* [WORK ORDER]:
Every entry below is to be retyped exactly as it appears.

Recorded data
◆ ◆ ◆ ◆ ◆
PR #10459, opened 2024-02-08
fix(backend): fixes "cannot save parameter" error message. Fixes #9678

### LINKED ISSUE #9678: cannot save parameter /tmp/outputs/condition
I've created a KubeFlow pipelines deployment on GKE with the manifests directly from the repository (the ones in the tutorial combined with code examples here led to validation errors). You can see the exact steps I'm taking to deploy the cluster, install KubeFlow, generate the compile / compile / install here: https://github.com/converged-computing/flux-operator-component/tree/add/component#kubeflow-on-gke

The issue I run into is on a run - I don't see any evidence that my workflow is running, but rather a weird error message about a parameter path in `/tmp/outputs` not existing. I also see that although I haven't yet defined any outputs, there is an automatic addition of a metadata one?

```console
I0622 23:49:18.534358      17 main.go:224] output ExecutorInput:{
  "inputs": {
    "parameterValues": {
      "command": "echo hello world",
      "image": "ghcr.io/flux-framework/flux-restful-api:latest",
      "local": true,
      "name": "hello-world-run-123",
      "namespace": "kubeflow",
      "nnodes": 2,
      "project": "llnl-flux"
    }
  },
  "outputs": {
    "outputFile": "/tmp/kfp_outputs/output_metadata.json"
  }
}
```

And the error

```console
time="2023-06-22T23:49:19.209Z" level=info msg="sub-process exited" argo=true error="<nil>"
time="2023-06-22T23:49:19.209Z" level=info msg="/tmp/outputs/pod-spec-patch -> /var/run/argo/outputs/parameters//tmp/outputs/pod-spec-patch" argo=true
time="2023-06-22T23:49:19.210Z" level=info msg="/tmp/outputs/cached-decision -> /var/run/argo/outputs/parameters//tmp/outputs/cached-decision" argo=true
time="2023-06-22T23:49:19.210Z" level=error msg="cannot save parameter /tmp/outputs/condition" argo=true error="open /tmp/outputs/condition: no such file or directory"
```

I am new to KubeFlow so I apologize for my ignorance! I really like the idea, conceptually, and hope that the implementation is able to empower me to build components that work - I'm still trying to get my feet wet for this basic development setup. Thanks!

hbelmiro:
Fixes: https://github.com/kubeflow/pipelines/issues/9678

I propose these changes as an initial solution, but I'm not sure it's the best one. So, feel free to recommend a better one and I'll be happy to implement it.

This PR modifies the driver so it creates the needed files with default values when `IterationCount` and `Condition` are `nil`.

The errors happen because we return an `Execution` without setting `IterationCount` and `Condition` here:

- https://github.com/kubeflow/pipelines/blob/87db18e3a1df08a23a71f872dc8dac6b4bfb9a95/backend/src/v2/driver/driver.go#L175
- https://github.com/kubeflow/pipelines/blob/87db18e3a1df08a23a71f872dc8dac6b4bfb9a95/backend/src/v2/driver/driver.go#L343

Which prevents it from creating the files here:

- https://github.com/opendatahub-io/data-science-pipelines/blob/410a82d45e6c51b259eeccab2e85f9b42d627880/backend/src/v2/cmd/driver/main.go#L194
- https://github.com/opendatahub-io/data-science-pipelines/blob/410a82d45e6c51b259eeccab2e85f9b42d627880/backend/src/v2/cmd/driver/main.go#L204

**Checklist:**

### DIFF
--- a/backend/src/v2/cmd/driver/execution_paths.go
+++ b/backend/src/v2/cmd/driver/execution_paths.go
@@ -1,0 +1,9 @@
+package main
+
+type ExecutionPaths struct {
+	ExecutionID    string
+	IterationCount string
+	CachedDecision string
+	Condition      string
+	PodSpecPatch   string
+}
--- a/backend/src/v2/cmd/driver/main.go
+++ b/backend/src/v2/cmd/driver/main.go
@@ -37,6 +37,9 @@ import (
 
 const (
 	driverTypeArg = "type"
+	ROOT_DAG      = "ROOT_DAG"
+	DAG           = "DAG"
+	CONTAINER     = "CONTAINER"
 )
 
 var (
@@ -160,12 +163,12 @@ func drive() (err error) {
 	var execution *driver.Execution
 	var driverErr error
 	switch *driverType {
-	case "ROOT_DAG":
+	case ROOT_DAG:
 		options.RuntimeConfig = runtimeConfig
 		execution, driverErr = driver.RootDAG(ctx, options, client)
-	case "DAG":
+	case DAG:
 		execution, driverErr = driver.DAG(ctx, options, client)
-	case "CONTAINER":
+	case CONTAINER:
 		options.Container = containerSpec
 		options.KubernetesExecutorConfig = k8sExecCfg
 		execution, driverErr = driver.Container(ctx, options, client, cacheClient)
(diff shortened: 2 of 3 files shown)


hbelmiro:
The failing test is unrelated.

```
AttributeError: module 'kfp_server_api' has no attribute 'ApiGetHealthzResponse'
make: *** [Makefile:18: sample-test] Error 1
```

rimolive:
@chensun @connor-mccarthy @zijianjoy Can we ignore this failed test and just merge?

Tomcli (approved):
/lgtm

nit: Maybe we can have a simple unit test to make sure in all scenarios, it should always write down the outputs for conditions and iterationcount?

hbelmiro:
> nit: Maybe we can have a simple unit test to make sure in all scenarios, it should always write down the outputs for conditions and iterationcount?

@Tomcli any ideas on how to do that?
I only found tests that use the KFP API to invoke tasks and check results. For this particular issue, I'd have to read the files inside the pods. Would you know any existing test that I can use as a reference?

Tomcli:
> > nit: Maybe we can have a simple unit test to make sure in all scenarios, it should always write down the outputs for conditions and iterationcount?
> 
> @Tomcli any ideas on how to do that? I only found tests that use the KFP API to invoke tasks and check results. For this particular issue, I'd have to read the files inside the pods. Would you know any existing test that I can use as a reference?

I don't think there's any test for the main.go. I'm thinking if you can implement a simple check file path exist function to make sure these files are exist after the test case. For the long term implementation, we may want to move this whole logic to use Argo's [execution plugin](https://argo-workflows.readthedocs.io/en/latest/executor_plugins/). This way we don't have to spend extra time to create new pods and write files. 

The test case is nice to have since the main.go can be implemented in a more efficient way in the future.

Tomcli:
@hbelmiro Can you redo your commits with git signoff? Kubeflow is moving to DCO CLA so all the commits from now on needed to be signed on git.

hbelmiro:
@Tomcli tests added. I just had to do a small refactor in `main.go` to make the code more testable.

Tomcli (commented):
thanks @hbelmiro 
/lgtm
◆ ◆ ◆ ◆ ◆
* [RESPONSE]:
PR #10459, opened 2024-02-08
fix(backend): fixes "cannot save parameter" error message. Fixes #9678

### LINKED ISSUE #9678: cannot save parameter /tmp/outputs/condition
I've created a KubeFlow pipelines deployment on GKE with the manifests directly from the repository (the ones in the tutorial combined with code examples here led to validation errors). You can see the exact steps I'm taking to deploy the cluster, install KubeFlow, generate the compile / compile / install here: https://github.com/converged-computing/flux-operator-component/tree/add/component#kubeflow-on-gke

The issue I run into is on a run - I don't see any evidence that my workflow is running, but rather a weird error message about a parameter path in `/tmp/outputs` not existing. I also see that although I haven't yet defined any outputs, there is an automatic addition of a metadata one?

```console
I0622 23:49:18.534358      17 main.go:224] output ExecutorInput:{
  "inputs": {
    "parameterValues": {
      "command": "echo hello world",
      "image": "ghcr.io/flux-framework/flux-restful-api:latest",
      "local": true,
      "name": "hello-world-run-123",
      "namespace": "kubeflow",
      "nnodes": 2,
      "project": "llnl-flux"
    }
  },
  "outputs": {
    "outputFile": "/tmp/kfp_outputs/output_metadata.json"
  }
}
```

And the error

```console
time="2023-06-22T23:49:19.209Z" level=info msg="sub-process exited" argo=true error="<nil>"
time="2023-06-22T23:49:19.209Z" level=info msg="/tmp/outputs/pod-spec-patch -> /var/run/argo/outputs/parameters//tmp/outputs/pod-spec-patch" argo=true
time="2023-06-22T23:49:19.210Z" level=info msg="/tmp/outputs/cached-decision -> /var/run/argo/outputs/parameters//tmp/outputs/cached-decision" argo=true
time="2023-06-22T23:49:19.210Z" level=error msg="cannot save parameter /tmp/outputs/condition" argo=true error="open /tmp/outputs/condition: no such file or directory"
```

I am new to KubeFlow so I apologize for my ignorance! I really like the idea, conceptually, and hope that the implementation is able to empower me to build components that work - I'm still trying to get my feet wet for this basic development setup. Thanks!

hbelmiro:
Fixes: https://github.com/kubeflow/pipelines/issues/9678

I propose these changes as an initial solution, but I'm not sure it's the best one. So, feel free to recommend a better one and I'll be happy to implement it.

This PR modifies the driver so it creates the needed files with default values when `IterationCount` and `Condition` are `nil`.

The errors happen because we return an `Execution` without setting `IterationCount` and `Condition` here:

- https://github.com/kubeflow/pipelines/blob/87db18e3a1df08a23a71f872dc8dac6b4bfb9a95/backend/src/v2/driver/driver.go#L175
- https://github.com/kubeflow/pipelines/blob/87db18e3a1df08a23a71f872dc8dac6b4bfb9a95/backend/src/v2/driver/driver.go#L343

Which prevents it from creating the files here:

- https://github.com/opendatahub-io/data-science-pipelines/blob/410a82d45e6c51b259eeccab2e85f9b42d627880/backend/src/v2/cmd/driver/main.go#L194
- https://github.com/opendatahub-io/data-science-pipelines/blob/410a82d45e6c51b259eeccab2e85f9b42d627880/backend/src/v2/cmd/driver/main.go#L204

**Checklist:**

### DIFF
--- a/backend/src/v2/cmd/driver/execution_paths.go
+++ b/backend/src/v2/cmd/driver/execution_paths.go
@@ -1,0 +1,9 @@
+package main
+
+type ExecutionPaths struct {
+	ExecutionID    string
+	IterationCount string
+	CachedDecision string
+	Condition      string
+	PodSpecPatch   string
+}
--- a/backend/src/v2/cmd/driver/main.go
+++ b/backend/src/v2/cmd/driver/main.go
@@ -37,6 +37,9 @@ import (
 
 const (
 	driverTypeArg = "type"
+	ROOT_DAG      = "ROOT_DAG"
+	DAG           = "DAG"
+	CONTAINER     = "CONTAINER"
 )
 
 var (
@@ -160,12 +163,12 @@ func drive() (err error) {
 	var execution *driver.Execution
 	var driverErr error
 	switch *driverType {
-	case "ROOT_DAG":
+	case ROOT_DAG:
 		options.RuntimeConfig = runtimeConfig
 		execution, driverErr = driver.RootDAG(ctx, options, client)
-	case "DAG":
+	case DAG:
 		execution, driverErr = driver.DAG(ctx, options, client)
-	case "CONTAINER":
+	case CONTAINER:
 		options.Container = containerSpec
 		options.KubernetesExecutorConfig = k8sExecCfg
 		execution, driverErr = driver.Container(ctx, options, client, cacheClient)
(diff shortened: 2 of 3 files shown)


hbelmiro:
The failing test is unrelated.

```
AttributeError: module 'kfp_server_api' has no attribute 'ApiGetHealthzResponse'
make: *** [Makefile:18: sample-test] Error 1
```

rimolive:
@chensun @connor-mccarthy @zijianjoy Can we ignore this failed test and just merge?

Tomcli (approved):
/lgtm

nit: Maybe we can have a simple unit test to make sure in all scenarios, it should always write down the outputs for conditions and iterationcount?

hbelmiro:
> nit: Maybe we can have a simple unit test to make sure in all scenarios, it should always write down the outputs for conditions and iterationcount?

@Tomcli any ideas on how to do that?
I only found tests that use the KFP API to invoke tasks and check results. For this particular issue, I'd have to read the files inside the pods. Would you know any existing test that I can use as a reference?

Tomcli:
> > nit: Maybe we can have a simple unit test to make sure in all scenarios, it should always write down the outputs for conditions and iterationcount?
> 
> @Tomcli any ideas on how to do that? I only found tests that use the KFP API to invoke tasks and check results. For this particular issue, I'd have to read the files inside the pods. Would you know any existing test that I can use as a reference?

I don't think there's any test for the main.go. I'm thinking if you can implement a simple check file path exist function to make sure these files are exist after the test case. For the long term implementation, we may want to move this whole logic to use Argo's [execution plugin](https://argo-workflows.readthedocs.io/en/latest/executor_plugins/). This way we don't have to spend extra time to create new pods and write files. 

The test case is nice to have since the main.go can be implemented in a more efficient way in the future.

Tomcli:
@hbelmiro Can you redo your commits with git signoff? Kubeflow is moving to DCO CLA so all the commits from now on needed to be signed on git.

hbelmiro:
@Tomcli tests added. I just had to do a small refactor in `main.go` to make the code more testable.

Tomcli (commented):
thanks @hbelmiro 
/lgtm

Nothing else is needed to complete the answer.